When we have intentional circular data structures. The type system does not allow us to express our intent of a forced circularity. So, ghc can derive an instance, similar to that which we want, but not the same.
Circular data structures are probably the only case where the Functor should be implemented a different way. But then again, it would have the same semantic.
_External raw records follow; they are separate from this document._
PR #458, opened 2023-12-28
FacDB Enhancement

### LINKED ISSUE #449: FacDB enhancement - add GIS' post processing to the build
## Motivation

After the DE team builds FacDB, GIS performs additional transformations on the data before distributing it downstream. [Here](https://github.com/NYCPlanning/gis-facilities-and-pops/tree/main) is the link to the code Jack wrote for post processing steps.   Snippet of these steps: 
image

The goal is to incorporate transformation logic from the [script](https://github.com/NYCPlanning/gis-facilities-and-pops/blob/main/scripts/facilities_processing.py) to current FacDB build, producing outputs ready for GIS team review. 

## Enhancements
* [ ] Update schema
* [ ] Ensure correct projection

# Notes
* GIS' post-process also includes metadata updates and distribution of outputs. It would be considered as a part of packaging rather than building a product; therefore, not addressing it in this enhancement.

sf-dcp:
Resolves #449.

# Changes:

This PR consists of 2 commits: 

1) Specify spatial projection of `EPSG:2263` as a default value when exporting build to geodabase `.gdb` format.
    * This update will impact all data products that use `fgdb_export` and/or `fgdb_partial_export` fn from `bash/utils.sh` script. 
    * Current products that use the function: **FacDB**, **COLP**, and **PLUTO**. Note, PLUTO has its own fn `fgdb_export_pluto` that is built on top of the utils`fgdb_partial_export` fn.
    * If a certain data product needs a different projection, it can be specified when calling the `fgdb_export` fn. 
   
2) Modify `facdb` table before exporting to various data formats using [this](https://github.com/NYCPlanning/gis-facilities-and-pops/blob/main/templates/_template_facilities_schema.json) metadata:
    * Updated column names, data formats, data max length (example, `VARCHAR(250)` for `FACNAME` column).
    * Replace empty strings (`''` and `' '`) with `NULL` value across the table.
    * These modifications are done via an additional step in the end of the build. The rational to do this in the end rather than in the beginning when setting up expected table schema is because it would impact many downstream sql commands. For example, renamed columns would have to be updated in `SELECT` statements in the QA-related queries.

# Tests:
* ### Projection is set correctly:

Run command to get a summary of a geodabase file including its spatial projection: 

```bash
ogrinfo -al -so facilities.gdb
```

Output when NOT specifying projection (example below is for the latest published FacDB version `2023-08-09`): 

 
   image

Output when specifying projection (example below is a draft [build](https://github.com/NYCPlanning/data-engineering/actions/runs/7415362668) ran from `sf-facdb-gis-enhancement` branch):

   
image

* ### Correct column names and data types:
Using the same CLI gdal command, investigated my geodabase (left) versus the FacDB Bytes geodabase (right):
image
They should be the same. 

Also, checked my geodabase against expected table [schema](https://github.com/NYCPlanning/gis-facilities-and-pops/blob/main/templates/_template_facilities_schema.json) defined by GIS.

# Notes:
* Successful run [here](https://github.com/NYCPlanning/data-engineering/actions/runs/7415362668)
* Outputs from the run in `edm-publishing/db-facilities/draft/sf-facdb-gis-enhancement/`. [DO link](https://cloud.digitalocean.com/spaces/edm-publishing?i=266877&path=db-facilities%2Fdraft%2Fsf-facdb-gis-enhancement%2F).

### DIFF
--- a/bash/utils.sh
+++ b/bash/utils.sh
@@ -265,6 +265,7 @@ function fgdb_export_partial {
             -nlt ${geomtype}\
             -t_srs ${target_projection}\
             "$@"
+        ogrinfo -al -so ${filename}.gdb
         rm -f ${filename}.gdb.zip
     )
 }
--- a/bash/utils.sh
+++ b/bash/utils.sh
@@ -4,6 +4,7 @@ DATE=$(date "+%Y-%m-%d")
 recipes_bucket=edm-recipes
 publishing_bucket=edm-publishing
 recipes_url=${AWS_S3_ENDPOINT}/${recipes_bucket}
+default_srs=EPSG:2263
 UTILS_DIR=$(dirname "$(readlink -f "${BASH_SOURCE[0]}")")
 ROOT_DIR=$(dirname ${UTILS_DIR})
 export PYTHONPATH=$ROOT_DIR
@@ -246,7 +247,8 @@ function fgdb_export_partial {
     local geomtype=${2}
     local nln=${3}
     local table=${4}
-    shift 4
+    local target_projection=${5}
+    shift 5
     if [ -n "${BUILD_ENGINE_SCHEMA}" ]; then
         local schema=${BUILD_ENGINE_SCHEMA}
     else
@@ -261,6 +263,7 @@ function fgdb_export_partial {
             -lco GEOMETRY_NAME=Shape\
             -nln ${nln}\
             -nlt ${geomtype}\
+            -t_srs ${target_projection}\
             "$@"
         rm -f ${filename}.gdb.zip
     )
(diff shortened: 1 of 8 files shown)


bash/utils.sh
```diff
@@ -261,6 +263,7 @@ function fgdb_export_partial {
             -lco GEOMETRY_NAME=Shape\
             -nln ${nln}\
             -nlt ${geomtype}\
+            -t_srs ${target_projection}\
             "$@"
         rm -f ${filename}.gdb.zip
```
damonmcc, line 268: `ogrinfo -al -so ${filename}.gdb` seems really nice to have in product build logs anytime we generate a geodabase, it's a lot of good info for not a lot of lines

maybe running it right before or after line 268 with the `rm -f ${filename}.gdb.zip`?

products/facilities/facdb/sql/_update_facdb.sql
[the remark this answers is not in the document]
sf-dcp: good catch! will update it

bash/utils.sh
sf-dcp: @damonmcc, see output with the geodabase summary [here](https://github.com/NYCPlanning/data-engineering/actions/runs/7424876744/job/20205383668#step:14:24)

damonmcc (approved):

sf-dcp:
Pending review from GIS.

damonmcc (approved):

data HalfEdge a = HalfEdge { label :: a , companion :: HalfEdge a }
instance Functor HalfEdge where
fmap f (HalfEdge a (HalfEdge b _)) = fix $ HalfEdge (f a) . HalfEdge (f b)
EDIT:
HalfEdges are structures (known in computer graphics, 3d meshes...) that represent undirected Edges in a graph, where you can have a reference to either end. Usually they store more references to neighbour HalfEdges, Nodes and Faces.
newEdge :: a -> a -> HalfEdge a
newEdge a b = fix $ HalfEdge a . HalfEdge b
Semantically, there is no fix $ HalfEdge 0 . HalfEdge 1 . HalfEdge 2
, because edges are always composed out of exactly two half edges.
EDIT 2:
In the haskell community, the quote "Tying the Knot" is known for this kind of data structure. It is about data structures that are semantically infinite because they cycle. They consume only finite memory. Example: given ones = 1:ones
, we will have these semantically equivalent implementations of twos
:
twos = fmap (+1) ones
twos = fix ((+1)(head ones) :)
If we traverse (first n elements of) twos
and still have a reference to the begin of that list, these implementations differ in speed (evaluate 1+1 each time vs only once) and memory consumption (O(n) vs O(1)).
See Brent Yorgey's Typeclassopedia:
Unlike some other type classes we will encounter, a given type has at most one valid instance of Functor. This can be proven via the free theorem for the type of fmap. In fact, GHC can automatically derive Functor instances for many data types.